Das Passivhaus von HAG.
Was ist ein Passivhaus?
Praktisch gesehen ist ein Passivhaus ein Haus mit besonders hoher Wärmedämmung und ausgewogener Speicherfähigkeit, mit einer möglichst kompakten Gebäudeform, mit einer weitgehendsten Südorientierung, mit einer luftdichten Gebäudehülle, mit einer Komfortlüftung mit Wärmerückgewinnung, mit großzügiger Verglasung gegen Süden, mit geringsten Betriebskosten, etc., zusammengefasst die Formel 1 im Hausbau mit Liebe zum Detail sorgfältig geplant und gebaut. Technisch gesehen ist ein Passivhaus im Sinne der NÖ-Wohnbauförderung ein Haus mit der höchsten Förderung, mit einer Energiekennzahl von max. 15 kWh/m2a, einer Luftdichtheit von max. n50=0,6h ( bei einem Prüfdruck von 50 Pascal dürfen max. 60% des Raumluftvolumens in einer Stunde durch Leckagen entweichen)
Warum ein Passivhaus bauen?
Ein Haus in dieser besonders hohen Qualität zeichnet sich durch höchste Behaglichkeit, einem sehr angenehmen Wohnklima, einer Krisensicherheit, einer hohen Wertbeständigkeit und vor allem damit aus, dass seine Bewohner nicht nur bei technischen Geräten wie beispielsweise bei Handys, bei Computer und bei sonstigen Geräten den technischen Fortschritt nutzen sondern auch beim Hausbau vorsorglich in die Zukunft blicken und auch an unsere Umwelt denken.
Wie wohnt man in einem Passivhaus?
Die Antwort ist eigentlich sehr einfach mit “SUPER” zu beantworten, denn die solare Architektur ermöglicht helle sonnendurchflutete Wohnräume. Die besonders hohe Wärmedämmung lässt keine kalten Außenwände und Fenster zu. Die Luftdichtheit garantiert eine absolute Zugfreiheit und die Komfortlüftung mit Wärmerückgewinnung kühlt im Hochsommer in angenehmer Weise und wärmt wohlig die Räume in der Heizperiode mit sehr geringem Energieaufwand.
Benötigt man in einem Passivhaus eine Heizung?

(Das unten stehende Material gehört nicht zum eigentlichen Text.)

Issue #152, opened 2020-11-13
Implement standard grpc health check


wrijeff:
Our current health check is based of HTTP1.1 as the ALB preview was did not support gRPC. ALB now supports gRPC health check. Implement HealthGrpc compliant with  https://github.com/grpc/grpc/blob/master/doc/health-checking.md and add it to the server (if health checking is enabled).

kowshikn:
As discussed offline, we should add flag for ProtoReflection so that users can use grpcurl and test the source.

wrijeff:
> As discussed offline, we should add flag for ProtoReflection so that users can use grpcurl and test the source.

Created https://github.com/opendistro-for-elasticsearch/simple-ingest-transformation-utility-pipeline/issues/160 for this.

PR #155, opened 2020-11-13
Implemented standard grpc health check.

wrijeff:
*Issue #, if available:* #152

*Description of changes:*
Implementing gRPC health check per [GRPC Health Checking Protocol](https://github.com/grpc/grpc/blob/master/doc/health-checking.md).

```
[ec2-user@ip-xxx-xx-xx-xxx ~]$ ./grpcurl -insecure  <address>:21890 grpc.health.v1.Health/Check
{
  "status": "SERVING"
}
```

### DIFF
--- a/situp-plugins/apmtracesource/build.gradle
+++ b/situp-plugins/apmtracesource/build.gradle
@@ -7,6 +7,7 @@ dependencies {
     compile project(':situp-api')
     compile project(':situp-plugins:common')
     compile 'commons-codec:commons-codec:1.15'
+    testCompile "io.grpc:grpc-testing:${versionMap.grpc}"
     implementation "io.opentelemetry:opentelemetry-proto:${versionMap.opentelemetry_proto}"
     implementation 'com.google.protobuf:protobuf-java-util:3.13.0'
     implementation "com.linecorp.armeria:armeria:1.0.0"
--- a/situp-plugins/apmtracesource/build.gradle
+++ b/situp-plugins/apmtracesource/build.gradle
@@ -7,7 +7,6 @@ dependencies {
     compile project(':situp-api')
     compile project(':situp-plugins:common')
     compile 'commons-codec:commons-codec:1.15'
-    testCompile "io.grpc:grpc-testing:${versionMap.grpc}"
     implementation "io.opentelemetry:opentelemetry-proto:${versionMap.opentelemetry_proto}"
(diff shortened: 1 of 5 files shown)


situp-plugins/apmtracesource/build.gradle
```diff
@@ -7,6 +7,7 @@ dependencies {
     compile project(':situp-api')
     compile project(':situp-plugins:common')
     compile 'commons-codec:commons-codec:1.15'
+    testCompile "io.grpc:grpc-testing:${versionMap.grpc}"
```
kowshikn, line 10: Do we need this? If its only for the @Rule I think we can avoid this because we do not have direct dependency on grpc and this is introducing it. I would like to have dependency only on armeria.

wrijeff: Removed dependency. It's a nice to have but I wasn't able to find a way to keep Armeria's version of gRPC in sync with whichever version of grpc-testing we were pulling in.

kowshikn (approved):

situp-plugins/apmtracesource/src/main/java/com/amazon/situp/plugins/health/HealthGrpcService.java
```diff
@@ -0,0 +1,26 @@
...
+
+public class HealthGrpcService extends HealthGrpc.HealthImplBase {
+
+    @Override
+    public void check(final HealthCheckRequest request, final StreamObserver<HealthCheckResponse> responseObserver) {
+        if (isHealthy()) {
+            responseObserver.onNext(
+                    HealthCheckResponse.newBuilder().setStatus(HealthCheckResponse.ServingStatus.SERVING).build());
+        } else {
+            responseObserver.onNext(
```
chenqi0805, line 16: QUES: how is this block reached if isHealthy is always true? Is there something in the TODO?

chenqi0805 (approved):
Just a question for clarification. Otherwise LGTM!

situp-plugins/apmtracesource/src/main/java/com/amazon/situp/plugins/health/HealthGrpcService.java
chenqi0805: Yeah. Just for visibility to the whole team. I am OK with either way.

PR #166, opened 2020-11-18
Update to OpenTelemetryv0.14.0

kowshikn:
*Issue #151 *

*Description of changes:*

* Merging the upgrade to latest OpenTelemetry Span spec. Kibana has pushed the [change](https://github.com/opendistro-for-elasticsearch/trace-analytics/pull/3) and will be available part of ODFE Kibana 7.10.0 release scheduled on 12/10.
* In the sample use the jar from kibana team which uses ```status.code==2```


kowshikn:
Analytics service is not publishing trace data. Will investigate this one.

yadavcbala (approved):

examples/Dockerfile
```diff
@@ -1,7 +1,7 @@
 FROM gradle:jdk14 AS builder
 COPY . /home/gradle/src
 WORKDIR /home/gradle/src/situp-core
-RUN gradle jar --daemon
+RUN gradle cleanjar --daemon
```
chenqi0805, line 4: This does not work on my laptop.

kowshikn: My bad, this was a typo. Fixing in the next commit. `RUN gradle clean jar --daemon`

kowshikn:
> Analytics service is not publishing trace data. Will investigate this one.

`[opentelemetry.auto.trace 2020-11-18 19:01:36:800 +0000] [grpc-default-executor-0] WARN io.opentelemetry.exporter.otlp.OtlpGrpcSpanExporter - Failed to export spans. Error message: UNAVAILABLE: io exception
 `
Looks like Analytics-service is having issues after version upgrade.

chenqi0805:
FTR offline discussion. There is manual introduction of random error:
```
@PostMapping("/logs")
    public String save(@RequestBody Logging logging) throws IOException {
        //TODO send logs to another system.
        return "Dummy";
        // 1% of the time will throw exception
        if (RANDOM.nextInt(100) == 0) {
            throw new IOException("Dummy Exception");
        } else {
            return "Dummy";
        }
    }
```

chenqi0805 (approved):
Confirmed that by reverting the random error introduced in analytics-service, there will be no status code = 2 related to /logs. So nothing blocking AFAICT.

chenqi0805 (approved):

PR #1275, opened 2015-04-24
Add option `dotsMax` for keeping number of dots under a maximum

LoicMahieu:
http://jsfiddle.net/mahieuloic/ubmgbwj1/

### DIFF
--- a/README.markdown
+++ b/README.markdown
@@ -72,6 +72,7 @@ cssEase | string |  'ease' | CSS3 easing
 customPaging | function | n/a | Custom paging templates. See source for use example.
 dots | boolean | false | Current slide indicator dots
 dotsClass | string | 'slick-dots' | Class for slide indicator dots container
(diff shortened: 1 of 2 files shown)


simeydotme:
Hey, Yo @LoicMahieu ... Thanks for contributing...
Could you please add a little explanation, use-case example and such with the reason behind the pull request? is it associated with an issue? :)

Regards, Simon.

LoicMahieu:
Hi @simeydotme 

Thanks for your response. Your fiddle is exactly what I wanted, a slider with a lot of items. I didn't think to use `init` event.
No I did not open a issue for that.

The best would be to determine how many dots can be displayed but it's far more complicated.
As far as you can implement with "manually", this PR is not so useful... So closed it if you want.

simeydotme:
:)
You could also play around with the CSS and `overflow: hidden;`if you wanted to only show the amount of dots that fit your display.

PR #1279, opened 2015-04-27
Add 'destroy' event to slick

ducdigital:
This is quite useful. One of the use case is that I use Init to remove several class that affect dom of Slick. After unslick it should be added back to the dom.


simeydotme:
I had to make some amends, because we didn't want the `destroy` event firing on every breakpoint. :smiling_imp: - please look it over if you wish.

Si.

PR #1296, opened 2015-04-30
fixes the null pointer exception in set position when called from outside...

Muenze:
It's my first pull request, please be gentle in review ;)


Muenze:
It fixes the null pointer exception when setPosition is called multiple times from outside, propblem occured when using setPosition in a directive that was in every slide.

simeydotme:
Muenze, can you explain this a bit clearer and maybe demonstrate the problem you fixed in a JSFiddle? :smiley:

PR #1298, opened 2015-04-30
Allow 'asNavFor' parameter to be jQuery object.

limonte:
Allow this usage of `asNavFor` parameter: 
```js
$('.post').each(function() {
  var container = $(this);

  container.find('.slider-for').slick({
    asNavFor: container.find('.slider-nav')
  });

  container.find('.slider-nav').slick({
    asNavFor: container.find('.slider-for')
  });
});
```

PR #1305, opened 2015-05-02
AsNavFor, Breakpoint and Init Events.

### LINKED ISSUE #865: Add ability to use asNavFor for many slicks

simeydotme:
___JSFiddle: http://jsfiddle.net/0u5qyg8x/___

- Merge in and amend @limonte asNavFor patch - allowing use of `$()` objects as targets.
- Fix up a small bug in @limonte patch as it was incorrectly type-checking for `null`
- Add the ability to `asNavFor` on mulitple slick instances.
- Fix up `breakpoint` events so they only fire during `resize` and not on `init`
- Fix up `init` event so it doesn't fire on `resize` anymore.
- Add `unslick` event which will also expose the breakpoint at which it unslicked (if possible).  
- Take cue from @muddylemon [branch](https://github.com/muddylemon/slick/commit/6e44c4f9b1b6df214a27672074d35b33b7c3d42e#diff-eaaa72f2e5f1d4974e4f1ae902717908R340) to prevent using `self` as `asNavFor` target.

===
- closes #865
- closes #1298 
- closes #1150 

===
[This patch's jsfiddle](http://jsfiddle.net/0u5qyg8x) also neatly demonstrates some of the bugs in `Slick.prototype.slideHandler()` regarding non-infinite-carousels as targets from infinite-carousels (wrong index is passed). I had a crack at that, too... but it's pretty damn crazy up in that method! So left it alone for now.

### DIFF
--- a/slick/slick.js
+++ b/slick/slick.js
@@ -645,6 +645,7 @@
                 }
             }
 
+            // only trigger breakpoints during an actual break. not on initialize.
             if( !initial && triggerBreakpoint !== false ) {
                 _.$slider.trigger('breakpoint', [_, triggerBreakpoint]);
             }
--- a/slick/slick.js
+++ b/slick/slick.js
@@ -191,7 +191,7 @@
             // Extracted from jQuery v1.11 source
             _.htmlExpr = /^(?:\s*(<[\w\W]+>)[^>]*)$/;
 
-            _.init();
+            _.init(true);
 
             _.checkResponsive(true);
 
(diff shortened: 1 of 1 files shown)


simeydotme:
Going to Merge this, @kenwheeler - It's stable and well tested locally and on JSFiddle provided. But as mentioned; the fiddle highlights a few `slideHandler` bugs when used from `asNavFor`.

PR #1324, opened 2015-05-08
Added ajax-loader.gif to bower.json

leevigraham:


xer0x:
+1 because this makes using gulp & main-bower-files easier

PR #1327, opened 2015-05-08
Bugfix 1315

### LINKED ISSUE #1315: Multiple responsive sliders break when new dots event fired
I was able to replicate this with the latest version (1.5.2), 1.4.1 doesn't seem to have an issue with the bug though, where as 1.5.0 does.

If you have multiple sliders on a page which some by default have dots enabled and others don't, if a new breakpoint happens and dots are set to true where they previously weren't then it will kill other sliders dot interactions. One way to restore the behaviour back to the dots is to either use arrows or swipe action to move to the next pane, after this the behaviour is back until the next breakpoint.

I've setup an external demo to show, if you reduce the page width to where the bottom slider has dots appear you'll notice the top slider dot interaction stops working. Same happens if you have dots enabled by default and remove them at a later breakpoint, when you scale back up the dot event being fired breaks other image sliders.
http://jsfiddle.net/rr0zxoeL/

    $('.responsive').slick({
      dots: true,
      infinite: true,
      speed: 300,
      slidesToShow: 2,
      slidesToScroll: 2
    });

    $('.responsive2').slick({
      infinite: false,
      speed: 300,
      slidesToShow: 1,
      slidesToScroll: 1,
      responsive: [
        {
          breakpoint: 500, // this breakpoint kills .response dots
          settings: {
            slidesToShow: 1,
            slidesToScroll: 1,
            infinite: true,
            dots: true
          }
        }
      ]
    });

simeydotme:
Fixes #1315 and a small oversight in #1312

### DIFF
--- a/slick/slick.js
+++ b/slick/slick.js
@@ -733,14 +733,18 @@
 
         var _ = this;
 
-        if (_.options.dots === true && _.slideCount > _.options.slidesToShow) {
-            $('li', _.$dots).off('click.slick', _.changeSlide);
-        }
+        if (_.options.dots && _.$dots !== null) {
 
-        if (_.options.dots === true && _.options.pauseOnDotsHover === true && _.options.autoplay === true) {
-            $('li', _.$dots)
-                .off('mouseenter.slick', $.proxy(_.setPaused, _, true))
-                .off('mouseleave.slick', $.proxy(_.setPaused, _, false));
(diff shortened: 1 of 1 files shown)


nbankzy:
Very similar issue is still present, when dots are changed from false to true, other slides break. Have commented the source on #1315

Ein Passivhaus benötigt sicherlich keine herkömmliche Zentralheizung und können diese Kosten zugunsten der höheren Dämmung eingespart werden, da nur so viel geheizt werden muß wie über die Bauteile an Wärme verloren wird und dies ist im Passivhaus sehr gering. Dieser geringe Heizbedarf kann empfehlenswerterweise durch einen Pelletsofen im Wohnzimmer oder/und durch sehr kleine E-Konvektoren gedeckt werden. Da diese nur bei Tiefsttemperaturen zum Einsatz gelangen, halten sich die Betriebskosten in Grenzen. Die durchschnittliche Temperatur während der Heizperiode beträgt in unseren Breiten ca. + 3,4 Grad. Entgegen der Norm welche je nach Gegend -13 bzw -14 Grad angibt, sollte es im Passivhaus auch bei -25 Grad noch angenehm warm sein. Das ist unsere Meinung und die vertreten wir vehement, auch entgegen div. Fachliteraturen wo ein Passivhaus als ein Haus ohne Heizung bezeichnet wird.
Können im Passivhaus Fenster geöffnet werden?
Selbstverständlich können auch im Passivhaus die Fenster nach Belieben geöffnet werden. Die Bewohner werden jedoch sehr selten dieses Bedürfnis haben, da die Komfortlüftung alle Räume mit angenehmer Frischluft versorgt.
Mehrkosten für ein Passivhaus
Erfahrungsgemäß halten sich die Mehrkosten für ein Passivhaus in einem sehr geringem Ausmaß da etliche andere Kosten entfallen und dadurch bei gesamter Betrachtung der Investitionen kaum eine wesentliche Rolle spielen. Zudem trägt die bedeutend höhere NÖ-Wohnbauförderung beachtlich zu einem Ausgleich bei.
Wann rechnet sich diese Investition?
Spätestens dann, wenn Sie in ein HAG-Passivhaus einziehen, denn Behaglichkeit und Geborgenheit lassen sich nicht in Zahlen ausdrücken.